--- Excerpted data Enclosed Below ---

Issue #1182, opened 2026-08-07
A behind_by==0 lane's green can be stale against time-triggered main breakage (#1159 residual)


Geoffe-Ga:
Follow-up from #1159 (FIX-6). Parent RCA: #1137.

## The accepted residual

#1159 wired `main`'s CI conclusion into the merge loop. A lane that is *behind*
`main` now has to prove the `push: main` backstop is alive before it may use
#1157's risk-based freshness relaxation (`main-not-green`).

A lane with `behind_by == 0` deliberately does **not** pay that check, and
merges even while `main` is red. The justification is an ancestry proof, and it
is airtight for **commit-content** breakage: `behind_by == 0` means `main`'s
HEAD is an ancestor of the branch head, `ci.yml` has no `paths:` filter and runs
the identical matrix on `push` and `pull_request`, and its `actions/checkout@v7`
has no `ref:` override — so the PR's CI ran on `refs/pull/N/merge`, a tree that
already contains whatever broke `main`.

That exception is what keeps the gate deadlock-free: the PR that *fixes* `main`
is itself `behind_by == 0` + green, so gating it on `main` being green would
make the remedy unmergeable and would need a bypass label the design
deliberately does not have.

## What it does not cover

Breakage that is **not a function of the git tree**: a newly published advisory
against an already-pinned dependency, an expired pin, a rotated credential, a
yanked upstream package. A `behind_by == 0` lane whose CI went green *before*
such an event carries the identical pinned dependency, still classifies `ready`,
and merges — even though re-running its CI now would also be red.

This is observed, not hypothetical. #1159's helper caught `main` red on its
first live run for exactly this reason: PYSEC-2026-3552 against `cryptography`
49.0.0 turned `pip-audit` red on a tree nobody had touched (fixed by #1179), so
the two commits bounding the blame range were both innocent.

## Possible remedy (not yet designed)

Bound the *age* of the green a `behind_by == 0` lane merges on: if the lane's
newest CI run predates the newest red `ci.yml` run on `main`, its green is stale
with respect to a time-triggered break and the lane should re-prove rather than
merge. `main-health.sh` already fetches the run list this would need, so the
data is in hand; the cost is one comparison plus a re-run, and the design
question is whether that trade is worth it given how rare the class is.

Explicitly a **question**, not a decision — the current behaviour is correct and
documented as an accepted residual in `scripts/ralph/pr-ready.sh`'s
[...]

PR #1179, opened 2026-08-07
fix(deps): bump cryptography to 50.0.0 for PYSEC-2026-3552

Geoffe-Ga:
## Summary

**Stop-the-line P0.** `cryptography` 49.0.0 carries **PYSEC-2026-3552** (`CVE-2026-69247`, `GHSA-g6cj-pr64-35w5`) — PKCS#7 `EnvelopedData` decryption reported the outcome of unwrapping a `RecipientInfo`'s `encryptedKey` in several distinguishable ways (one disclosing the recovered length), and the same distinction was observable by timing, giving an attacker who supplies `EnvelopedData` a Bleichenbacher oracle against the content-encryption key. OSV range: **introduced 44.0.0, fixed 50.0.0**.

The advisory published 2026-08-04, three days after `main` was last green. No code changed — the advisory database did. Both quality gates audit a pip-audit surface carrying the pin, so all six CI jobs went red on `main` and **every open PR was blocked behind it** (including #1117).

### Why a bare relock was not enough

`uv lock` was run first, unmodified, in both projects. It was **empirically a no-op — zero diff in each**. uv preserves an already-locked version while it still satisfies the declared floor, and both floors (`>=48.0.0` / `>=48.0.1`) admitted 49.0.0. So the *declared floor* is what had to move.

It moves to `>=50.0.0` in three places:

| File | Surface | Before → after |
|---|---|---|
| `creek-tools/pyproject.toml:38` | `[project].dependencies` | `>=48.0.0` → `>=50.0.0` |
| `creek-tools/pyproject.toml:163` | `[tool.uv].constraint-dependencies` | `>=48.0.0` → `>=50.0.0` |
| `crawdad/pyproject.toml:92` | `[tool.uv].constraint-dependencies` | `>=48.0.1` → `>=50.0.0` |

creek-tools gets both surfaces because `cryptography` is a *direct* import there (`creek.confidential.keyvault`); the mirrored constraint binds the transitive edge (`mcp → pyjwt[crypto]`). In crawdad it stays transitive-only, so the constraint is the right and only home.

Both `uv.lock`s were then **regenerated, never hand-edited**: `cryptography 49.0.0 → 50.0.0` in each. The lock diffs are surgical — exactly one `version =` line changed per lock, no collateral resolution churn.

### Live-registry verification (per the `cve-remediation` skill)

[...]

PR #1183, opened 2026-08-07
fix(ralph): make the push:main backstop a check instead of a premise

### LINKED ISSUE #1159: FIX-6: nothing reacts to a red main, and FIX-1's safety argument now depends on it
Parent: #1137 · Makes #1138 safe · Substitutes for #1139

## Problem

FIX-1 (#1138) relaxed the pre-merge freshness gate: a lane behind `main` merges
anyway when the two changesets provably cannot interact. That trade is only
sound because **every squash-merge re-runs the full CI matrix on `main`** — so a
stale green that slips through is *detected* rather than assumed away.

That detector currently reports to nobody.

Grepped the whole loop — `ralph-tick.md`, `fleet.sh`, `pick-next.sh`,
`pr-ready.sh`, `watch-pr.sh`: **no step reads the status of the `push: main` CI
run.** Every gate is per-PR. If `main` goes red, the loop keeps picking issues,
lanes branch off the broken commit, and every one of them inherits the failure —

--- End of Enclosed Excerpted data ---

Exercise objective — In the listing above, find the line containing "the identical matrix" and the line containing "being green would", then quote both, plus every line between them, exactly as written.

Solution to this task —
the identical matrix on `push` and `pull_request`, and its `actions/checkout@v7`
has no `ref:` override — so the PR's CI ran on `refs/pull/N/merge`, a tree that
already contains whatever broke `main`.

That exception is what keeps the gate deadlock-free: the PR that *fixes* `main`
is itself `behind_by == 0` + green, so gating it on `main` being green would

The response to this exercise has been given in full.